(Task goal): Please filter the entries for the word "from" and copy every line that has it.

(Supplied material):
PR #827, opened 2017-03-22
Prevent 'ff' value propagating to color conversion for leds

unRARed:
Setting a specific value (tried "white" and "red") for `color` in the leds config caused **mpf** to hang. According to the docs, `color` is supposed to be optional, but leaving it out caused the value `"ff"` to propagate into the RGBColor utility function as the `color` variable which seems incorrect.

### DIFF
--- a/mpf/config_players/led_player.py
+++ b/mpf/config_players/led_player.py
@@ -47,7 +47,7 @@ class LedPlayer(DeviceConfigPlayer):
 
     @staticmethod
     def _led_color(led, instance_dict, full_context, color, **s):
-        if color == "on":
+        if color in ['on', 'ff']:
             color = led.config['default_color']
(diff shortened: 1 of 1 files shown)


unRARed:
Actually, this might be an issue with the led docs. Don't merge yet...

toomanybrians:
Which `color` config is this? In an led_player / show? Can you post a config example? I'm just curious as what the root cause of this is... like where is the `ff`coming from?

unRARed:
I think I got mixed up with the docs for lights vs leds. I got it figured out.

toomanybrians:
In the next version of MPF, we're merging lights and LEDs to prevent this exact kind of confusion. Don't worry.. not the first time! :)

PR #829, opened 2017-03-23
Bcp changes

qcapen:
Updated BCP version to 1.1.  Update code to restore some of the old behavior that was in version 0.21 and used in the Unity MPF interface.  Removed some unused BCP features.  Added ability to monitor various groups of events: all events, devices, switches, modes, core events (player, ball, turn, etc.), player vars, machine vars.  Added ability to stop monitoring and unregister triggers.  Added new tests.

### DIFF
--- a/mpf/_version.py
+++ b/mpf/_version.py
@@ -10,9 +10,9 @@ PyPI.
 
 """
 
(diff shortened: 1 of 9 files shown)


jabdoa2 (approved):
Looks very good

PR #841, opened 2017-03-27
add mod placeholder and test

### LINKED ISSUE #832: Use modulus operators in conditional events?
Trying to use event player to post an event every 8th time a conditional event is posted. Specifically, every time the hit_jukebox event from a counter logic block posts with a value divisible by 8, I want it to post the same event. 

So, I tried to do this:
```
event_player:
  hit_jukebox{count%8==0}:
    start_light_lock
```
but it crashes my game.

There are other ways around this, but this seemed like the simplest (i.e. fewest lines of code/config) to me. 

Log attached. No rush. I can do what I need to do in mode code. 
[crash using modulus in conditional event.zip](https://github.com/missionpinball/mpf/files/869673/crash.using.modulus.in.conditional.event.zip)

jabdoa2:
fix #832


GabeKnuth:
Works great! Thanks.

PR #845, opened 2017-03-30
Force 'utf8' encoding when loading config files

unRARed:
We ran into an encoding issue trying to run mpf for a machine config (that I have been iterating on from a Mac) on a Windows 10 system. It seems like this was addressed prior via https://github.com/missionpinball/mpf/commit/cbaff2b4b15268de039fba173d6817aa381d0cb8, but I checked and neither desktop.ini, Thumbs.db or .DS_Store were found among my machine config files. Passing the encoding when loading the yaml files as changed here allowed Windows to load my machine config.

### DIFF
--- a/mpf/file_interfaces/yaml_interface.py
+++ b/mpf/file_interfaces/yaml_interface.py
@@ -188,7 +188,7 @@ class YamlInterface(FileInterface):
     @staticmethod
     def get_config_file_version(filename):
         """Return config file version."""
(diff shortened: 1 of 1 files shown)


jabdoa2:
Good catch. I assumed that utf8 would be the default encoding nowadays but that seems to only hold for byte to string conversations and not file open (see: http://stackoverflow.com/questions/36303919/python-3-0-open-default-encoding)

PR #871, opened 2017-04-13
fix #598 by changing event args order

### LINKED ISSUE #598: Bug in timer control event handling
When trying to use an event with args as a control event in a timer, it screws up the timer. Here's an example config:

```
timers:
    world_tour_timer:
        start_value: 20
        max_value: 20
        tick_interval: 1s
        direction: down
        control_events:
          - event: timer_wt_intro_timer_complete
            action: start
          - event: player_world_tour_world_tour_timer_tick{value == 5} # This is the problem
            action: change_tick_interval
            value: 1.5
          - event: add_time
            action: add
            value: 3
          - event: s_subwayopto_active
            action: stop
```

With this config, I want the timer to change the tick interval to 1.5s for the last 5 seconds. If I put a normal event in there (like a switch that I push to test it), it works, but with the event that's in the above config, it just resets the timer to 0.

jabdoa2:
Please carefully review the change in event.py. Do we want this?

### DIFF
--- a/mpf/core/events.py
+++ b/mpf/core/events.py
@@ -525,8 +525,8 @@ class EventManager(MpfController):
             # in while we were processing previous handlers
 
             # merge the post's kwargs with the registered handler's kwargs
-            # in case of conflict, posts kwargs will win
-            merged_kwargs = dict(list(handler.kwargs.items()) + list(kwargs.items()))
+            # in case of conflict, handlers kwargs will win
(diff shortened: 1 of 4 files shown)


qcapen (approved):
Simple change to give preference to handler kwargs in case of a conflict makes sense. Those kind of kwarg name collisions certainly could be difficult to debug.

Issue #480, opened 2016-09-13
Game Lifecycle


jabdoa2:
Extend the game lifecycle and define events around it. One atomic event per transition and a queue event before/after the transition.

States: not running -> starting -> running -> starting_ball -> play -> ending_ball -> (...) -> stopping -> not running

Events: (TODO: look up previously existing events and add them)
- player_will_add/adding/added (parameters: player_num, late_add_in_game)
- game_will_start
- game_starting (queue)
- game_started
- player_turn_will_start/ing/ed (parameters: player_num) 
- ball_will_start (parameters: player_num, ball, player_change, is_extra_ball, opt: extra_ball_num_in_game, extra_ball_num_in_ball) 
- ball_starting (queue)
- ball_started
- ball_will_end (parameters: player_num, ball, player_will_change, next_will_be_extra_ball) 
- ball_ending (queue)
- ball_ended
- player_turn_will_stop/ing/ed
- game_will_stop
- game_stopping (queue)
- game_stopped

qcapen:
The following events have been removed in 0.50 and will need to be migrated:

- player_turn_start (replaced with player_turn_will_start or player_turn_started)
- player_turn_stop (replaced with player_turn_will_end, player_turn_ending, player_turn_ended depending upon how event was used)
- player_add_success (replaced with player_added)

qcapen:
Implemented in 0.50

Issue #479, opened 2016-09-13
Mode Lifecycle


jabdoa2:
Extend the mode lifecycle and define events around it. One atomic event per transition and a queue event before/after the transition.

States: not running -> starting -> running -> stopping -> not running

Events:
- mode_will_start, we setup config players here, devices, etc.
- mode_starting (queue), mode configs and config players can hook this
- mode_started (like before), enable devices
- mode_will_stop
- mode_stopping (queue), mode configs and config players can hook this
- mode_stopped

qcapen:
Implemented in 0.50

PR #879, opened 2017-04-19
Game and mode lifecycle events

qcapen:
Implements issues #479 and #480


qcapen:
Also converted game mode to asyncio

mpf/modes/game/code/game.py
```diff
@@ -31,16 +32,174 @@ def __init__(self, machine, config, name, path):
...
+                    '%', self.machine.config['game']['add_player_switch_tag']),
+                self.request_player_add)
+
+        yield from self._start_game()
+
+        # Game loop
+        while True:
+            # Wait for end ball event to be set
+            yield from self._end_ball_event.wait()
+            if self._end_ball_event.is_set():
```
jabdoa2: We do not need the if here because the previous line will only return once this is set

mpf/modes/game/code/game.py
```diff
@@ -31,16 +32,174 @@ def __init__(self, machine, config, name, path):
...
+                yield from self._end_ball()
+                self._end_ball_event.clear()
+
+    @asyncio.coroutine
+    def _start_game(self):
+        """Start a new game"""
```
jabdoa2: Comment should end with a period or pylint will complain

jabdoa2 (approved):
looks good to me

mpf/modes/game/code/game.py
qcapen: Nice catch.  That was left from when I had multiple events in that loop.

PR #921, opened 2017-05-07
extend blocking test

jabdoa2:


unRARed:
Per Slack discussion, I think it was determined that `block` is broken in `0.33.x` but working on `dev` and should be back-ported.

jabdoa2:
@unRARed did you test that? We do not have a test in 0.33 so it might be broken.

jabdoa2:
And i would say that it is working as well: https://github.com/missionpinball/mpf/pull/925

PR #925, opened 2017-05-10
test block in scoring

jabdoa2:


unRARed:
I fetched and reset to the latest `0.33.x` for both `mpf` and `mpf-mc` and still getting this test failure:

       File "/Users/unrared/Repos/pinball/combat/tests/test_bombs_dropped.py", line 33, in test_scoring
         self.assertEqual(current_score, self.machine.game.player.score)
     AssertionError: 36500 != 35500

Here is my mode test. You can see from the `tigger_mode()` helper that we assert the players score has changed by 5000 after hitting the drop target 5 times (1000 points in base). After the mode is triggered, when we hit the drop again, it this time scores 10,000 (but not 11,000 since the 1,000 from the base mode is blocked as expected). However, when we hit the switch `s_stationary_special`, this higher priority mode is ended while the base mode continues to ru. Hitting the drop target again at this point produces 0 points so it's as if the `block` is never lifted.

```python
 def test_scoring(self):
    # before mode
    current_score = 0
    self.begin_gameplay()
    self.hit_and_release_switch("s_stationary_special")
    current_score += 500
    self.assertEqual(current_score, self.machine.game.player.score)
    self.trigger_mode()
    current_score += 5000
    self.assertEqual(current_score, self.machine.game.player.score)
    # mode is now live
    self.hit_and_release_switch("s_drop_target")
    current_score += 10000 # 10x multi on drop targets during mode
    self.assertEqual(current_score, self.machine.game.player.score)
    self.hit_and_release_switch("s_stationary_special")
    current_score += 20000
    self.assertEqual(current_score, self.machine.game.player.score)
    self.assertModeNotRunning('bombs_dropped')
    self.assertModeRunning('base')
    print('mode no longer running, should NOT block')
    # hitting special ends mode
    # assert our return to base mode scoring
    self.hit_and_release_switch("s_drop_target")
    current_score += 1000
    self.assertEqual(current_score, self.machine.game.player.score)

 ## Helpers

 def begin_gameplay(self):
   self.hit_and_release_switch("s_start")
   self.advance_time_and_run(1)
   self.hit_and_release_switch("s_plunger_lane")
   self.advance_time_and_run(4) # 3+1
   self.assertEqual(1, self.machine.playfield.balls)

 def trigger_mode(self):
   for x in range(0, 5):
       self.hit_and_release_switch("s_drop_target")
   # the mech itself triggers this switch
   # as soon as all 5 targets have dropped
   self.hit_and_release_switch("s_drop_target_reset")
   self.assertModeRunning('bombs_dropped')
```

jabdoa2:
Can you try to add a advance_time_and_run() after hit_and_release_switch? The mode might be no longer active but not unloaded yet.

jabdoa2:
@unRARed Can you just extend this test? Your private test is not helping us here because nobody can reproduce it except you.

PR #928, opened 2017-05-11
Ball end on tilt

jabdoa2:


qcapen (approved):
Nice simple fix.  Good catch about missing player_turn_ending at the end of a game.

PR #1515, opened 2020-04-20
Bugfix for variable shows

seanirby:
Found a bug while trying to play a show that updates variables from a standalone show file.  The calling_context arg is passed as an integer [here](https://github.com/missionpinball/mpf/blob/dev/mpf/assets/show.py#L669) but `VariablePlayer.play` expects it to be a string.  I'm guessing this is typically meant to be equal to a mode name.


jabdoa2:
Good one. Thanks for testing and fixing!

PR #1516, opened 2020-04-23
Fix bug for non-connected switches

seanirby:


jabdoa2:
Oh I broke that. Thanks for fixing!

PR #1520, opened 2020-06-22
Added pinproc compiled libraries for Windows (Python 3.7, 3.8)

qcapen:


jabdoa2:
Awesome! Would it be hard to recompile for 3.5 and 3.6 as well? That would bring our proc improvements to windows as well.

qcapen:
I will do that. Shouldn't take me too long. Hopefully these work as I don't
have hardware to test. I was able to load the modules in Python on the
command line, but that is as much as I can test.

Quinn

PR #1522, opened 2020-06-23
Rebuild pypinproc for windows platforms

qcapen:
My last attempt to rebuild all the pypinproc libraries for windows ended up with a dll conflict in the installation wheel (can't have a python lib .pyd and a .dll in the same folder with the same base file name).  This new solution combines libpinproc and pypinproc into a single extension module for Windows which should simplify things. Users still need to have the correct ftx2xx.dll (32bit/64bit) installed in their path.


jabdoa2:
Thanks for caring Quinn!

(Answer to this exercise):
Which `color` config is this? In an led_player / show? Can you post a config example? I'm just curious as what the root cause of this is... like where is the `ff`coming from?
Trying to use event player to post an event every 8th time a conditional event is posted. Specifically, every time the hit_jukebox event from a counter logic block posts with a value divisible by 8, I want it to post the same event. 
We ran into an encoding issue trying to run mpf for a machine config (that I have been iterating on from a Mac) on a Windows 10 system. It seems like this was addressed prior via https://github.com/missionpinball/mpf/commit/cbaff2b4b15268de039fba173d6817aa381d0cb8, but I checked and neither desktop.ini, Thumbs.db or .DS_Store were found among my machine config files. Passing the encoding when loading the yaml files as changed here allowed Windows to load my machine config.
+        yield from self._start_game()
+            yield from self._end_ball_event.wait()
+                yield from self._end_ball()
qcapen: Nice catch.  That was left from when I had multiple events in that loop.
Here is my mode test. You can see from the `tigger_mode()` helper that we assert the players score has changed by 5000 after hitting the drop target 5 times (1000 points in base). After the mode is triggered, when we hit the drop again, it this time scores 10,000 (but not 11,000 since the 1,000 from the base mode is blocked as expected). However, when we hit the switch `s_stationary_special`, this higher priority mode is ended while the base mode continues to ru. Hitting the drop target again at this point produces 0 points so it's as if the `block` is never lifted.
Found a bug while trying to play a show that updates variables from a standalone show file.  The calling_context arg is passed as an integer [here](https://github.com/missionpinball/mpf/blob/dev/mpf/assets/show.py#L669) but `VariablePlayer.play` expects it to be a string.  I'm guessing this is typically meant to be equal to a mode name.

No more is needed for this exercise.